# A question For The Knowledgable ones



## periiwrinkle (Sep 12, 2011)

I have an old Lionel train set, (mostly 1960's era), and various assorted cars and accessories, one of which is a brass coal car that has no markings and looks to be welded together. A friend has said that he thinks that there used to be kits, kind of like model sets, where you got a bunch of pieces and put them together...
Does this sound correct to you, and if it is such a car do you have any idea as to current value?
I have pictures of it, but don't know how to post them...
Thank you so much for your time and interest...


----------



## periiwrinkle (Sep 12, 2011)

*Pictures of Brass 'kit' coal car?*

I posted a question in the O section about this particular car, what it is, it's ballpark market value, etc...
Here are three pictures of it to perhaps help identify it...
Thanky you for your time and interest


----------



## tjcruiser (Jan 10, 2010)

periiwrinkle said:


> I have pictures of it, but don't know how to post them...


Click on "Go Advanced" down on the bottom. Once there, click on the little "Paper Clip" icon, which will launch a Manage Attachments window. There, Browse to your photo on your local computer, and then Upload them, which will put a clickable-icon in your post. (You can embed the pics, too, but that's tomorrow's lesson!)

Cheers,

TJ

EDIT --

Ahh ... I see you had two threads going ... one with your initial question, and the other with the pics. I've merged there here into one thread, for better continuty and response quality for you.

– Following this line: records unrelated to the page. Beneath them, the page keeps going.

PR #454, opened 2018-06-20
Replaced Mapsui.Utilities.Timer with System.Threading.Timer

charlenni:
Regarding the AnimatedPointsSample: Shouldn't the points be animated between the timer ticks? I cant reproduce this. Not with the new timer, not with the old timer.


pauldendulk:
It think this is an issue with the random generator logic. Introduces when doing some refactoring some months ago. They do animate initially don't they?

charlenni:
They start in the center, than go animated to their places. After this initial animation, only one feature vanish and another pops up.

pauldendulk:
Yes. I think the random generator restarts with same seed.

charlenni:
You are right. That is the problem.

PR #472, opened 2018-07-19
Add ArrowLineString model and renderings

kirrianp:
A new feature made up of a LineString whose scaling behavior is like LineString's one, and an arrow whose scaling behavior is like a Symbol point. 
Can be used to build oriented lines.

We did not implement any test or factory


pauldendulk:
Hi @kirrianp, Thanks for you PR.

I don't have a lot of time during the summer so it could take a while before I can look at this in depth. A general problem I see is that it introduces a new geometry type. The geometry types in Mapsui are based on the OGC simple feature specification which does not contain an arrow geometry. Furthermore we intend to replace the Mapsui geometries with those of NTS.

Some alternatives.
- Add a way to add custom geometries and custom renderers of those geometries. We are working on something similar for widgets.
- Change Mapsui symbology to allow arrows. I have already been thinking about use of symbols for the vertices of a geometry. They are useful for editing for example. For arrows the symbology should also be able to take into account end or begin nodes, and the orientation of the line to that node.
- Add something that allows an easy combination of points symbols and line symbols.

pauldendulk:
From glancing at the code it seems that most of the extra fields in the ArrowLineString are for drawing the arrow head. Is this correct? If so an arrow symbol style applied to a regular LineString seem not that far removed.

kirrianp:
Yes, you are right. I thought dealing with the inclination was easier in the model, but maybe I can manage the arrow's position with the rotation instead.

pauldendulk:
Closing this. What we could do instead:
- Allow custom renderers
- Add arrow as a kind of symbology 
- Allow arrows by adding symbols who's angle is determined by the angle of the line to the vertex
- Allow custom symbol renderers.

Your brass car is quite nice ... excellent quality. I wouldn't peg that as a coal tender, though. It's a hopper car ... for carrying any granular bulk material ... coal, gravel, grain, etc.

The car looks custom (or kit-custom) to me. Not Lionel, as far as I know.

TJ


----------



## shaygetz (Sep 23, 2007)

While it could be a kit, I'm believing it's a brass import from the 60s or 70s, Max Gray or along those lines.


----------



## tjcruiser (Jan 10, 2010)

I would put much more faith in Shay's thought, above, over my own thinking.


----------



## Big Ed (Jun 16, 2009)

All the kits I have seen were plastic or wood for O gauge.
It could be a brass kit?

Homemade, Maybe? 
The trucks are screwed on with a nut?

Nice car what are you going to do with it?


----------



## T-Man (May 16, 2008)

I can safely say it was originally for two rail operation with the scale knuckle. It had to be changed out to use with Lionel. I have no idea how many companies there are. Just check out ebay O scale Brass. One was close but had only two bays. It will turn up.

Without the original trucks the value has diminished. It looks beat up too.


----------



## periiwrinkle (Sep 12, 2011)

*no identifying marks*



shaygetz said:


> While it could be a kit, I'm believing it's a brass import from the 60s or 70s, Max Gray or along those lines.


If it is a Max Gray or some other manufacterer's product, wouldn't there be a brand name, or stock number, or some such other 'identifier'?
(there are absolutely no such identifying marks)...
Thank you for your expertise...


----------



## periiwrinkle (Sep 12, 2011)

*A 'two rail operation'?*



T-Man said:


> I can safely say it was originally for two rail operation with the scale knuckle. It had to be changed out to use with Lionel. I have no idea how many companies there are. Just check out ebay O scale Brass. One was close but had only two bays. It will turn up.
> 
> Without the original trucks the value has diminished. It looks beat up too.



Interesting -- what is a 'two rail operation'?... and do you have any idea as to it's worth?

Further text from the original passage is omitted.